NPS Rolls Out Controversial COVID-19 Testing Program

News
by Sawyer Cohen, News Reporter
photo by Alex Merkowitz

Newton Public Schools (NPS) has developed a COVID-19 testing plan for teachers and students as high schools prepare to return to in-person learning in late January. The plan has sparked controversy over testing frequency and methods. 

Health and Human Services Commissioner Deborah Youngblood said that NPS has already launched voluntary testing for asymptomatic faculty and staff. Teachers who opt in to the plan will receive tests once a month. The teachers are divided into four waves, the first of which was tested during the week of Dec. 17. Schools will also have tests in the nurse’s office that provide fast, although potentially less accurate, results for students who develop symptoms while at school. 

“We’re using rapid antigen tests for people who are symptomatic to do a quick look to see whether or not they’re positive,” Youngblood said. “They will still have to get a confirmation using a PCR [polymerase chain reaction] test.”

Safer Teachers, Safer Students (STSS) is a group of scientist and physician parents in Newton and nearby towns that has advocated for the implementation of surveillance testing in NPS and neighboring school districts. In a letter on Dec. 7, STSS said that while they are pleased that NPS has increased testing availability, more frequent asymptomatic and symptomatic testing is necessary to prevent COVID-19 outbreaks in schools. 

In the Sept. 14 joint School Committee and City Council meeting, City Councilor Marc Laredo offered for the City Council to provide money to fund surveillance testing and other resources that would allow for a safe return to school. However, Mayor Ruthanne Fuller and Youngblood said in the meeting that surveillance testing was not a prerequisite to reopening schools.

NPS parent and STSS member Suzanne Jacobs said that NPS’s current testing plan is insufficient in comparison to towns like Wellesley and Watertown.

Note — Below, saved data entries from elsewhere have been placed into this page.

PR #182, opened 2026-08-17
Add MINERVA cluster support for ALCF Inference Endpoints

InkedWings:
## Summary

ALCF base URL resolution assumed every model was served by Sophia, so models on
other ALCF clusters were unreachable.

This adds `ALCF_MINERVA_BASE_URL` and a `supported_alcf_minerva_models` list,
and selects the base URL per model in both `load_alcf_model` and the two
config resolvers. Two Minerva-hosted models are now selectable:
`nemotron-3-ultra` and `inkling-bf16`.

Resolution order is unchanged for every existing model. The new precedence is:

```
--base-url  >  the serving cluster's URL  >  [api.alcf] base_url  >  Sophia
```

The Minerva check deliberately precedes the generic ALCF branch in
`config_utils`. `[api.alcf] base_url` ships pre-set to Sophia in `config.toml`,
the docs, and the UI defaults, and the CLI / eval / UI all pass that resolved
value down as an explicit `base_url` — so without the earlier check it would
shadow the per-cluster fallback and every Minerva request would still go to
Sophia. An explicit `--base-url` still overrides everything.

Note that the two Minerva model IDs appear both in `supported_alcf_models`
(which drives provider detection, so all existing membership checks keep
working untouched) and in `supported_alcf_minerva_models` (which only selects
the URL). `test_minerva_models_are_a_subset_of_supported_alcf_models` guards
against the two lists drifting apart.

## Type of change

- [ ] Bug fix
- [x] New feature
- [ ] Docs
- [ ] Chore / refactor / CI

## How was this tested?

New `tests/test_alcf_base_url.py` (8 cases), covering:

- a Minerva model resolves to the Minerva URL, a Sophia model to the default
- both config resolvers keep the Minerva URL even when `[api.alcf] base_url` /
  `api_alcf_base_url` is set to Sophia
- Sophia models still honour a configured ALCF URL, and fall back to the
  default when none is set
- `load_alcf_model` picks the serving cluster's URL, and an explicit
  `base_url` overrides it
- the Minerva list stays a subset of `supported_alcf_models`

## How was this tested?

New `tests/test_alcf_base_url.py` (8 cases), covering:

- a Minerva model resolves to the Minerva URL, a Sophia model to the default
- both config resolvers keep the Minerva URL even when `[api.alcf] base_url` /
  `api_alcf_base_url` is set to Sophia
- Sophia models still honour a configured ALCF URL, and fall back to the
  default when none is set
- `load_alcf_model` picks the serving cluster's URL, and an explicit
  `base_url` overrides it
- the Minerva list stays a subset of `supported_alcf_models`

Gates run locally:

```bash
ruff check .                       # All checks passed
pytest tests/ -k "not tblite"      # 414 passed, 28 skipped
```

Not covered: no live request was made to the Minerva endpoint from CI or from
my machine, so the routing is verified only down to the resolved URL, not
against a real inference response.

## Checklist

- [x] `ruff check .` passes
- [x] `pytest tests/ -k "not tblite"` passes (plus extras tests if Academy/backen>

---

Written with AI assistance (Claude Code); reviewed before submitting.


tdpham2:
Thanks @InkedWings. This looks nice. For this PR, I think we should also update ALCF model routing in ChemGraph. We should add a prefix to all the ALCF model names (similar to ARGO models) to provide automatic routing. To use ALCF models with ChemGraph, user should add a prefix `alcf:` and we route the llm calls to the right machine (Sophia, Metis and Minerva). I think they already differs the model names on each machine, so this will be useful for us.

For example: 

`meta-llama/Llama-3.3-70B-Instruct` --> `alcf:meta-llama/Llama-3.3-70B-Instruct` (Sophia)
`inkling-bf16` --> `alcf:inkling-bf16` (Minerva)
`Mistral-Large-3-675B-Instruct-2512` -> `alcf:Mistral-Large-3-675B-Instruct-2512` (Metis)

There is a function to normalize Argo models that you can mirror to process ALCF models.

InkedWings:
The `alcf:` prefix and model routing have been implemented in the following commit.

Since `main` now has updated docs, keeping the doc changes in this PR would require a rebase and force push. I think we can resolve the conflicts by accepting the incoming changes and dropping the doc changes from this PR. Then I can open a separate PR to update the content based on the latest version of the docs.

“Other nearby towns have been testing teachers every week,” she said. “Newton should also follow this path.”

NPS teachers have also voiced concern over the testing plan. Math teacher Ryan Normandin said that the plan does not provide proper surveillance testing.

“It would not keep anybody safe,” he said. “What we’re looking for is something like what Wellesley has, where you’re testing everyone in the building once a week.”

Superintendent David Fleishman said that NPS is prepared for a potential COVID-19 outbreak at a school.

“If there’s an outbreak, we would want to have symptomatic testing and obviously some asymptomatic testing,” he said. “Thankfully there haven’t been outbreaks at many schools because people have been so careful, but it could certainly happen and we want to be ready.”

Nurse Gail Kramer said that the school nurses are yet to have had a meeting about testing protocol for when high schools reopen at the end of January. 

Jacobs said that the district has not been adequately responsive to the requests of STSS to increase testing.

“From my perspective, the city is not just ignoring those of us advocating for

surveillance testing, they are also ignoring the science and data that show it is an effective, additional

safety measure that can help curb spread,” she said.

Normandin said that if the district does not increase testing, he and other teachers will likely resign.

“I’m just not comfortable working in a place that doesn’t value our safety and refuses to give us surveillance testing, even after the City Council offered money to help pay for it,” he said.